## WHAT IS NEEDED
Determine how many lines below contain the word "doesn", then state only that figure.

↓↓↓

PR #275, opened 2025-02-21
switch to cypress cloud again - this time with hardcoded ka-test-ec2 workers

michaelmendoza42:
## Summary:
hardcode `ka-test-ec2` workers because cypress was complaining about that env was not the same for `ka-firstinqueue-ec2` workers which prevented parallel jobs from running properly

Issue: XXX-XXXX

## Test plan:


jobs/e2e-test.groovy
```diff
@@ -135,240 +125,172 @@ for more information.""",
...
+def analyzeResults(foldersList) {
+   if (currentBuild.result == 'ABORTED') {
+      // No need to report the results in the case of abort!  They will
+      // likely be more confusing than useful.
+      echo('We were aborted; no need to report results.');
+      return;
+   }
+
+   // report-merged-results.ts is a new file
+   kaGit.safePull("webapp/services/static/dev/cypress/e2e/tools");
```
somewhatabstract, line 258: ✅

jobs/e2e-test.groovy
```diff
@@ -135,240 +125,172 @@ for more information.""",
...
-                         what: E2E_RUN_TYPE]]) {
-
-      stage("Sync webapp") {
-         _setupWebapp();
-      }
-
+                   when: ['FAILURE', 'UNSTABLE']]]) {
+       e2e-test.groovy.
+       buildmaster: [sha: params.GIT_REVISION,
+                         what: E2E_RUN_TYPE]
```
somewhatabstract, line 284: ✅

jobs/e2e-test.groovy
```diff
@@ -135,240 +125,172 @@ for more information.""",
...
 
 // At this time removing @ before username.
 DEPLOYER_USER = params.DEPLOYER_USERNAME.replace("@", "")
 
 // GIT_SHA1 is the sha1 for GIT_REVISION.
 GIT_SHA1 = null;
+REPORT_DIR = "webapp/genfiles"
+REPORT_NAME = "results-combined.json"
 
 // We have a dedicated set of workers for the second smoke test.
```
somewhatabstract, line 151: **suggestion:** Make sure to update this comment to explain why we are ignorring USE_FIRSTINQUEUE_WORKERS

somewhatabstract: Maybe also mark the parameter as ignored

somewhatabstract (approved):
LGTM. A couple of changes I'd like in the commentary (see inline comments).

I presume this also includes the git revision fix we had to make before.

Thanks for your help with all this, @michaelmendoza42; that was a confusing issue until we finally figured it out.

PR #277, opened 2025-02-21
[🔥AUDIT🔥] fix line of code that was commounted out but shouldn't have been

michaelmendoza42:
🖍 _This is an audit!_ 🖍

## Summary:

fix another line that was commented but shouldn't have been

Issue: XXX-XXXX

## Test plan:

### DIFF
--- a/jobs/e2e-test.groovy
+++ b/jobs/e2e-test.groovy
@@ -275,7 +275,7 @@ def analyzeResults(foldersList) {
 }
 
 // Determines if we are running the first or second smoke test.
-// E2E_RUN_TYPE = (E2E_URL == "https://www.khanacademy.org" ? "second-smoke-test" : "first-smoke-test");
+E2E_RUN_TYPE = (E2E_URL == "https://www.khanacademy.org" ? "second-smoke-test" : "first-smoke-test");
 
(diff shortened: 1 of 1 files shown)


csilvers (commented):
@nathanjd -- you are the one who commented this out originally, in #273.  Was that intentional then, or an oversight?  (It seems unrelated to the fix to me, but I don't know for sure.)

In any case, I'm fine uncommenting this.  If we see problems we can always re-comment it again.

somewhatabstract:
Yup, this is OK. @nathanjd commented this (and some other things) out to prevent the Cypress Cloud job from reporting to buildmaster when it was running side-by-side with the LambdaTest equivalent as that was confusing buildmaster (understandably). After putting Cypress Cloud as our live test runner and having it communicate to buildmaster, we found the issue with 2nd smoke tests and first-in-queue workers. We hadn't identified the problem yet, so we reverted the changes that set things live - which commented the lines out again.

Then @michaelmendoza42 worked on getting Cypress Cloud live again, and that involved reverting the revert, but with additional changes to deal with the first-in-queue workers issue. This specific change was related to getting the Cypress Cloud to report to buildmaster properly where some lines had not been uncommented that should have been.

PR #279, opened 2025-02-24
added more info to the cypress builds

michaelmendoza42:
## Summary:
added more info to the cypress builds

Issue: FEI-6222

## Test plan:
ran script on test job

### DIFF
--- a/jobs/e2e-test.groovy
+++ b/jobs/e2e-test.groovy
@@ -227,7 +227,7 @@ def runE2ETests(workerId) {
    def runE2ETestsArgs = [
       "./dev/cypress/e2e/tools/start-cy-cloud-run.ts",
       "--url=${E2E_URL}",
-      "--name=${BUILD_NAME}",
+      "--name=${BUILD_NAME}"
    ];
 
    dir('webapp/services/static') {
--- a/jobs/e2e-test.groovy
+++ b/jobs/e2e-test.groovy
@@ -10,7 +10,6 @@ import org.khanacademy.Setup;
 //import vars.notify
 //import vars.withTimeout
 
-
 new Setup(steps
 
 ).allowConcurrentBuilds(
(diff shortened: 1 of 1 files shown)


jobs/e2e-test.groovy
```diff
@@ -226,7 +226,7 @@ def runE2ETests(workerId) {
    def runE2ETestsArgs = [
       "./dev/cypress/e2e/tools/start-cy-cloud-run.ts",
       "--url=${E2E_URL}",
-      "--name=${BUILD_NAME}",
+      "--name=${BUILD_NAME}"
```
csilvers, line 229: Why did you delete the comma?  It's good to always put in commas if the language will let you.  (Maybe groovy doesn't?)

jobs/e2e-test.groovy
```diff
@@ -140,7 +140,7 @@ currentBuild.displayName = ("${currentBuild.displayName} " +
    "(${REVISION_DESCRIPTION})");
 
 // We use the build name as a unique identifier for user notifications.
-BUILD_NAME = "${params.REVISION_DESCRIPTION} ${E2E_URL} #${env.BUILD_NUMBER}"
+BUILD_NAME = "${E2E_URL} #${env.BUILD_NUMBER}"
```
csilvers, line 143: Why remove the REVISION_DESCRIPTION from this?  It's useful when looking at tasks via the jenkins UI.

csilvers (approved):
I like adding the extra envvars!  Not sure about the other changes though.

jobs/e2e-test.groovy
michaelmendoza42: oh i thought i left it on accident after removing some debug args. i can put it back. 👍

jobs/e2e-test.groovy
michaelmendoza42: ah ok. we are trying to trim the build name because it gets truncated in the slack message. in that case i can keep it here and use a different variable for what we pass to the slack message 👍

michaelmendoza42: actually looks like we send `params.GIT_REVISION` to the buildmaster so it doesn't come from the build name at all.

PR #280, opened 2025-02-25
Get the build-current-sqlite script running again.

csilvers:
## Summary:
We turned this off when we moved to goliath, because the local
datastore only has user data in it, and that doesn't change very
often.  But it turns out it does change sometimes -- the permissions
granted to testadmin grow over time as more permissions get added to
our system (since testadmin is supposed to have all permissions).  So
there's some value in updating this data periodically.  This new job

↑↑↑

## REPLY
3